私の中の見えない炎

おれたちの青春も捨てたものじゃないぞ まあまあだよ サティス ファクトリー

山際永三 × 沖田駿一 × 白石雅彦 × 上野明雄 トークショー レポート・『ウルトラマンエース』(3)

【中盤以降の『エース』(2)】

白石「『仮面ライダー』(1971)の敵と違って(『ウルトラマンエース』〈1972〉の)ヤプールは何がしたいんだかもよく判らない。そのあたりは演じていていかがでしたか」

沖田「いろんな超獣が出たんだけど1回も会ったことはないんでね(一同笑)。棒に布切れを巻いて「目線こっち!」「この先、目線でーす」みたいな。

 アフレコの帰りにみんなで、東宝撮影所の特撮のところをのぞきに行って。結構広いセットだったですね。超獣と戦うシーンとか。ミニチェアがたくさんあって一発でNGなしでやるのは大変だなあって。手をかけて、いろんな人が携わっているんだなあと思いましたね」

山際「特撮もカメラ2、3台だったのかな」

白石「壊し物のシーンだけは2キャメ回してたと思いますけど。普通の格闘シーンはワンキャメですね。東宝の映画での川北(川北紘一)組は通常が2キャメで、壊し物は4キャメでしたけどテレビはそこまで時間的な余裕がない。どうやって効率的にやるか。

 特撮は一発OKがあまりなくて、殺陣とか操演とかどっかずれる。テレビは妥協しながらやってるかもしれません」

沖田「(本編では)弾着をよく撮りましたよね。環八の近くの空き地とかで、車の走る周りに弾着を仕込んで。爆発からあんまり離れてると迫力がないから、結構ギリギリのところを走って。いまだったら都内じゃ無理ですけどね」

白石「刑事ドラマと違って人をあまり撃たないんで。人を撃って血が出るのは人体弾着っていうんですが手間がかかる。特撮はそれがないですね。空とかを撃つ(笑)」

沖田「忙しくて(当時の)放映は見てないですね。アフレコで見ただけで、まとめて見たのはDVDが出てからですね。アフレコでは自分の声入れるところだけしか見てない。

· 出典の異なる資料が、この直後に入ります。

PR #1203, opened 2024-02-16
Revert workaround for #945, as it causes problems in the JUnit view

trancexpress:
We revert the changes from:

#946
#1022

Since there are other regressions we see, such as showing the string comparison dialog not working.

## Author checklist

- [ ] I have thoroughly tested my changes
- [ ] The change is following the [coding conventions](https://wiki.eclipse.org/Platform/How_to_Contribute#Coding_Conventions)
- [ ] I have signed the [Eclipse Contributor Agreement (ECA)](https://www.eclipse.org/legal/ECA.php)

PR #1217, opened 2024-02-19
Don't show children for JUnit 5 @TestTemplate tests that ran only once

iloveeclipse:
Don't show children for JUnit 5 `@TestTemplate` tests that ran only once

When running JUnit 5 `@TestTemplate` tests, extra test suites are shown in the JUnit view to represent the tests in the template. Those suites introduce unnecessary noise when the template contains only one test - e.g. when repeating tests that failed.

This change adjusts TestSuiteElement.getChildren(), pruning each TestSuiteElement that has a single TestCaseElement child that is also a dynamic test.

```
import static org.junit.jupiter.api.Assertions.assertEquals;

import org.junit.Assume;
import org.junit.jupiter.api.MethodOrderer.MethodName;
import org.junit.jupiter.api.RepeatedTest;
import org.junit.jupiter.api.Test;
import org.junit.jupiter.api.TestMethodOrder;

@TestMethodOrder(MethodName.class)
public class TestTemplatesJunit5 {

	@Test
	public void testOkNoRepeats() throws Exception {
		Thread.sleep(500);
	}
	
	@RepeatedTest(value = 1)
	public void testOkOneRepeat() throws Exception {
		Thread.sleep(500);
	}

	@RepeatedTest(value = 2)
	public void testOkTwoRepeats() throws Exception {
		Thread.sleep(500);
	}
	
	@Test
	public void testWithErrorNoRepeats() throws Exception {
		doStupidThings(null);
	}
	
	@RepeatedTest(value = 1)
	public void testErrorOneRepeat() throws Exception {
		doStupidThings(null);
	}
	
	@RepeatedTest(value = 2)
	public void testErrorTwoRepeats() throws Exception {
		doStupidThings(null);
	}

	@Test
	public void testFailNoRepeats() throws Exception {
		assertEquals("expected", "observed");
	}
	
	@RepeatedTest(value = 1)
	public void testFailOneRepeat() throws Exception {
		assertEquals("expected", "observed");
	}

	@RepeatedTest(value = 2)
	public void testFailTwoRepeats() throws Exception {
		assertEquals("expected", "observed");
	}


	@RepeatedTest(value = 0)
	public void testWrongRepeat() throws Exception {
		Thread.sleep(500);
	}
	
	@Test
	public void testAssume() throws Exception {
		Assume.assumeFalse(true);
	}
	
	@RepeatedTest(value = 1)
	public void testAssumeOneRepeat() throws Exception {
		Assume.assumeFalse(true);
	}
	
	@RepeatedTest(value = 2)
	public void testAssumeTwoRepeats() throws Exception {
		Assume.assumeFalse(true);
	}
	
	private void doStupidThings(String arg) {
		arg.toString();
	}
	
}
```

Fixes https://github.com/eclipse-jdt/eclipse.jdt.ui/issues/945

### DIFF
--- a/org.eclipse.jdt.junit.core/src/org/eclipse/jdt/internal/junit/model/TestSuiteElement.java
+++ b/org.eclipse.jdt.junit.core/src/org/eclipse/jdt/internal/junit/model/TestSuiteElement.java
@@ -1,5 +1,5 @@
 /*******************************************************************************
- * Copyright (c) 2000, 2017 IBM Corporation and others.
+ * Copyright (c) 2000, 2024 IBM Corporation and others.
  *
  * This program and the accompanying materials
  * are made available under the terms of the Eclipse Public License 2.0
@@ -33,6 +33,10 @@ public class TestSuiteElement extends TestElement implements ITestSuiteElement {
 
 	@Override
 	public Result getTestResult(boolean includeChildren) {
+		TestCaseElement child= getSingleDynamicChild();
+		if (child != null) {
+			return child.getStatus().convertToResult();
+		}
 		if (includeChildren) {
 			return getStatus().convertToResult();
 		} else {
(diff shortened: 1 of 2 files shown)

 ロケには結構行きましたね。妙高高原に行ったのは山際監督じゃなくて筧(筧正典)さんの回だったですか。あと沼津とか」

白石「沼津の回(第20話「青春の星 ふたりの星」)は次回作(『ウルトラマンタロウ』〈1973〉)の篠田三郎さんがゲストなんで、そのために当て書きですね」

 山際監督の第28話(「さようなら夕子よ、月の妹よ」)で星光子は退場。

 

山際「ぼくも何で辞めるのか、熊谷健さんってプロデューサーに何でって訊いたんですけど彼もしゃべらない。一説によると役者がいじめたみたいな話もあって、それもあったかもしれないけど(一同笑)主な理由じゃなくて。北斗と南が同じ場所にいないと変身できないとか、脚本家のほうからも書きにくいって話が出てたんですね。石堂(石堂淑朗)さんがいなくなるってのを書いてくれて面白かったですけどね」

白石「石堂さんは自分が書いた作品を見てるかどうかも怪しい(笑)」

【『エース』の制作陣】

 『エース』のメイン脚本は市川森一だが、中盤以降は田口成光が多数執筆。

 

山際「田口さんは金城哲夫上原正三というふたりの円谷出身の脚本家とは別の役割を果たしたと思って、特に最近ぼくは再評価しています。彼のよさってのはね、子どもの二面性とか。『帰ってきたウルトラマン』の「次郎くん怪獣に乗る」は珍しい話で、円谷プロはSFで宇宙の話が多いですけど、田口さんのは地球の子どもから始まってぼくとはぴったり合ってやりやすかったです」

白石「金城さんと上原さんは沖縄出身ですけど田口さんは信州のりんご農家の生まれで、普通の家庭に育った感がありますね」

上野「田口ちゃんのことは一(円谷一プロデューサー)さんがすごくかわいがっていたんですね。田口ちゃんも一さんの『煙の王様』(1962)が好きだったんですって。ふたりともロマンチストなんですよ。ぼくとは同じ長野県出身で仲よくしてました。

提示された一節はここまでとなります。